# Rolling Rock Cruiser



## Xlobsterman (Nov 18, 2020)

By now everyone here knows I am an avid 70's & 80's Schwinn Cruiser fan. I found this bike for sale NIB, and decided to buy it. It is not what I normally collect, but since it was NIB, I figured chances of finding another NIB bike like this would be pretty low, so I pulled the trigger and purchased it!


----------



## coasterbrakejunkie1969 (Nov 18, 2020)

Is that the 90's repop or 2000's ? I thought most  I've seen were springers.  I actually like the color scheme ,I have seen people ask as little as $300 and up into thousands. Will you keep it in  your collection ?


----------



## Xlobsterman (Nov 18, 2020)

coasterbrakejunkie1969 said:


> Is that the 90's repop or 2000's ? I thought most  I've seen were springers.  I actually like the color scheme ,I have seen people ask as little as $300 and up into thousands. Will you keep it in  your collection ?

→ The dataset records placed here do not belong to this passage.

Issue #856, opened 2020-02-12
Edge weights are not treated equally across different algorithms


kjun9:
### Description

For weighted graphs, I think the current behaviour might be a bit surprising for users:

* For algorithms like GraphSAGE that sample the local neighbourhood, edge weights are currently not taken into account at all.
* For algorithms like GCN that use the adjacency matrix, edge weights are always used to fill in the values in the adjacency matrix.

I think we need to keep the meaning of "edge weight" flexible since this is the only edge feature available (for example, temporal walks use weights as time), so it might make sense to update the `to_adjacency_matrix` to default to ignoring edge weights instead. 

### User Story

**As** a data scientist

**I want to** use different algorithms with my weighted graph in a consistent way

**So that** results are comparable

### Done Checklist

- [ ] Produced code for required functionality
- [ ] Tests written and coverage checked
- [ ] Code review performed
- [ ] Documentation on Google Docs  (if applicable)
- [ ] Documentation in repo
- [ ] Version number reflects new status
- [ ] CHANGELOG.md updated
- [ ] Team demo

PR #857, opened 2020-02-12
Ignore weights when creating adj matrix

kjun9:
Part of #856

### DIFF
--- a/stellargraph/core/graph.py
+++ b/stellargraph/core/graph.py
@@ -842,7 +842,9 @@ class StellarGraph:
         """
         return self._edges.degrees()
 
-    def to_adjacency_matrix(self, nodes: Optional[Iterable] = None):
+    def to_adjacency_matrix(
+        self, nodes: Optional[Iterable] = None, ignore_weights=True
+    ):
         """
         Obtains a SciPy sparse adjacency matrix of edge weights.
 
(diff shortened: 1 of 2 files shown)


stellargraph/core/graph.py
```diff
@@ -842,7 +842,9 @@ def node_degrees(self) -> Mapping[Any, int]:
         """
         return self._edges.degrees()
 
-    def to_adjacency_matrix(self, nodes: Optional[Iterable] = None):
+    def to_adjacency_matrix(
+        self, nodes: Optional[Iterable] = None, ignore_weights=True
```
huonw: I personally find a positive phrasing clearer; that is, changing from the default is turning something on, rather than turning something off.

```suggestion
        self, nodes: Optional[Iterable] = None, weighted=False
```

and then `weighted=True` would use the weights from the graph. But I guess that makes the multi-edge explanation a bit more awkward?

(Spelling out an example here for my own exploration, you don't have to use.)


```python
        """
        Obtains a SciPy sparse adjacency matrix of edge weights.

        By default (``weighted=False``), each element of the matrix contains the number 
        of edges between the two vertices (only 0 or 1 in a graph without multi-edges).

        Args:
            nodes (iterable): The optional collection of nodes
                comprising the subgraph. If specified, then the
                adjacency matrix is computed for the subgraph;
                otherwise, it is computed for the full graph.
            weighted (bool): If true, use the edge weight column from the graph instead
                of edge counts (weights from multi-edges are summed).

        Returns:
        """
```

kjun9: Thanks, I used your example I think the multi-edge explanation sounds fine, and not far from "expected" behaviour.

From the head badge date code, it is a 97. And I am not quite sure what I will do with it? It just may be the start of a different variation of limited edition Schwinn Cruisers for me to collect.............LOL


----------



## coasterbrakejunkie1969 (Nov 18, 2020)

It is a shame they don't give any indication where it was made haha


----------



## Oilit (Nov 18, 2020)

If it's got the date code stamped on the head badge, then I think it's '97. Boulder used the same system Chicago did, but I don't believe Pacific has ever used the head badge date codes. I've got a Country Time Lemonade cruiser from 2000, very similar to yours, but black and yellow with a 4 speed hub and no tank. And somebody peeled off the "Made in Taiwan" sticker.


----------



## Xlobsterman (Nov 18, 2020)

Oilit said:


> If it's got the date code stamped on the head badge, then I think it's '97. Boulder used the same system Chicago did, but I don't believe Pacific has ever used the head badge date codes. I've got a Country Time Lemonade cruiser from 2000, very similar to yours, but black and yellow with a 4 speed hub and no tank. And somebody peeled off the "Made in Taiwan" sticker.

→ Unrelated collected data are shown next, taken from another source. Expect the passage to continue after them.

Issue #820, opened 2020-02-09
Some notebooks take a long time to run on CI and therefore aren't tested


timpitman:
### Describe the bug

Some notebooks are very slow to run, which causes a problem for CI times:

```
 25min:  calibration/calibration-pubmed-link-prediction.ipynb
 32min:  ensembles/ensemble-link-prediction-example.ipynb
 20min:  link-prediction/hinsage/movielens-recommender.ipynb
>1hour: embeddings/stellargraph-metapath2vec.ipynb
  14min: node-classification/node2vec/stellargraph-node2vec-weighted-random-walks.ipynb
  12min: calibration/calibration-pubmed-node-classification.ipynb
  18min: ensembles/ensemble-node-classification-example.ipynb 

```

(times above are with t2large and include some fixed overhead installing packages etc - taken from https://buildkite.com/stellar/stellargraph-public/builds/1179#943514b6-3e46-4d0d-8b1e-119ef805e54f)

There are various possibilities for speeding up, eg:
* run fewer epocs
* substitute smaller datasets

Note: the notebooks are disabled from CI via specific exclusion in .buildkite/steps/test-demo-notebooks.sh.

https://github.com/stellargraph/stellargraph/pull/860 addressed the following notebooks, which are now tested:
```
calibration-pubmed-node-classification.ipynb
ensemble-link-prediction-example.ipyn
stellargraph-node2vec-weighted-random-walks.ipynb
ensemble-node-classification-example.ipynb
```

This means that now only 3 remain to be addressed (now covered in #874) :
```
calibration-pubmed-link-prediction.ipynb
stellargraph-metapath2vec.ipynb
movielens-recommender.ipynb
```

PR #860, opened 2020-02-13
Speed up notebooks with Papermill to add them to CI (#820)

timpitman:
Some notebooks were too slow for CI #820 - we can alter basic parameters like number of epochs, walk lengths etc to make them run faster and add to CI.

This PR adds the following notebooks to CI that were skipped for #820:
```
calibration-pubmed-node-classification.ipynb
ensemble-link-prediction-example.ipyn
stellargraph-node2vec-weighted-random-walks.ipynb
ensemble-node-classification-example.ipynb
```

Some notebooks are still too slow and will be addressed in future:
```
calibration-pubmed-link-prediction.ipynb
stellargraph-metapath2vec.ipynb
movielens-recommender.ipynb
```

Papermill is used to substitute new (smaller) values for:
```
epochs
walk_length
batch_size
n_estimators
n_predictions
```
This is done by adding a special tag to a single cell on each of the notebooks - Papermill inserts a new cell immediately after which replaces the values - this can be seen by viewing the Buildkite artefact generated when running each notebook, which will clearly show the inserted cell.


demos/node-classification/node2vec/stellargraph-node2vec-weighted-random-walks.ipynb
```diff
@@ -555,16 +575,16 @@
...
    "cell_type": "code",
-   "execution_count": 18,
+   "execution_count": 19,
    "metadata": {},
    "outputs": [
     {
      "data": {
       "text/plain": [
-       "0.792604501607717"
+       "0.4340836012861736"
```
huonw: The accuracy here and on lines 805 and 1122 has dropped massively? Has something gone wrong here, or is it just very variable?

.buildkite/steps/test-demo-notebooks.sh
```diff
@@ -51,7 +51,8 @@ echo "+++ :python: running $f"
 cd "$(dirname "$f")"
 # run the notebook, saving it back to where it was, printing everything
 exitCode=0
-papermill --execution-timeout=600 --log-output "$f" "$f" || exitCode=$?
+# papermill will replace parameters on some notebooks to make them run faster in CI
+papermill --execution-timeout=600 -p epochs 2 -p walk_length 5 -p batch_size 5 -p n_estimators 2 -p n_predictions 2 --log-output "$f" "$f" || exitCode=$?
```
huonw: This might be clearer as the YAML format, e.g.:

```bash
parameters='
---
epochs: 2
walk_length: 5
batch_size: 5
n_estimators: 2
n_predictors: 2
'

papermill --execution-timeout=600 --parameters_yaml "$parameters" ...
```

Or, even have it as a separate file like `.buildkite/notebook-parameters.yml` and write:

```bash
papermill --execution-timeout=600 --parameters_file ".buildkite/notebook-parameters.yml" ...
```

timpitman: Using a YAML file keeps it clearest, I think 👍

demos/node-classification/node2vec/stellargraph-node2vec-weighted-random-walks.ipynb
timpitman: well spotted!  I'm not sure what happened here, however I re-ran and got much better results (now pushed); it's possible that I accidentally committed results from a run with altered parameters.

huonw: Ah, right, I guess `walk_length = 5` would reduce performance...

.buildkite/notebook-parameters.yml
```diff
@@ -4,4 +4,4 @@ epochs: 2
 walk_length: 5
 batch_size: 5
 n_estimators: 2
-n_predictors: 2
+n_predictors: 1
```
huonw: I don't think this is the best unless it's a huge speed-up. My thinking is that there's more likely to be a difference between 1 and 2, than between 2 and 3, or 2 and 4. E.g. axis reductions might not happen correctly, or there might be special cases for a single predictor.

That is,

```suggestion
n_predictors: 2
```

What do you think?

Yea I have seen a few of the Country Time bikes, and actually bid on one on Ebay that was in perfect condition, but the bidding went way higher that I was willing to pay!


----------



## BOB LOBLAW (Nov 18, 2020)

coasterbrakejunkie1969 said:


> It is a shame they don't give any indication where it was made haha



Yes, a more discreet decal in a more discreet location would have been nice.


----------



## Xlobsterman (Nov 19, 2020)

After a discussion on another forum, the bike I purchased may have been the same one sold recently on this forum.................LOL









						Sold - Schwinn Rolling Rock Bicycle Still in Box | Archive (sold)
					

I believe these were made in 1996.  I found 2 at an estate in the original boxes.  Sold one already.  Top of Front fender has a couple of blemishes from sitting.  $250 plus shipping




					thecabe.com


----------



## Oilit (Nov 19, 2020)

I wonder how many of these "special editions" Schwinn made? There's some "Binford Tool Time" bikes tied in with Tim Allen's Home Improvement, and there may be more that I don't know about.


----------



## sworley (Nov 19, 2020)

From that timeframe (late 1990s, early 2000s) I can only think of:

Country time lemonade stingray (my neighbor has one)
Is that Country time cruiser in this thread a real thing? Have not seen those before!
Binford 6100 cruiser
Rolling Rock cruiser

Any I'm missing? Maybe some one-off regional models?


----------



## Oilit (Nov 19, 2020)

The Country Time Cruiser is real, mine looks just like the one @Xlobsterman posted, except it doesn't have a tank. And I saw one somewhere with black fenders instead of chrome.


----------



## Xlobsterman (Nov 19, 2020)

sworley said:


> From that timeframe (late 1990s, early 2000s) I can only think of:
> 
> Country time lemonade stingray (my neighbor has one)
> Is that Country time cruiser in this thread a real thing? Have not seen those before!
> ...




The Country Time Cruiser is the real deal, although they didn't come with a tank.

There is also a 2009 Fat Tire Ale Cruiser that I have seen, and I would buy one of those if the opportunity presented itself..............


----------



## sworley (Nov 19, 2020)

Ah yes! Those pop up on Craigslist occasionally. Maybe one year only before New Belgium went to Felt? to build their annual cruisers.


----------



## Xlobsterman (Nov 20, 2020)

sworley said:


> Ah yes! Those pop up on Craigslist occasionally. Maybe one year only before New Belgium went to Felt? to build their annual cruisers.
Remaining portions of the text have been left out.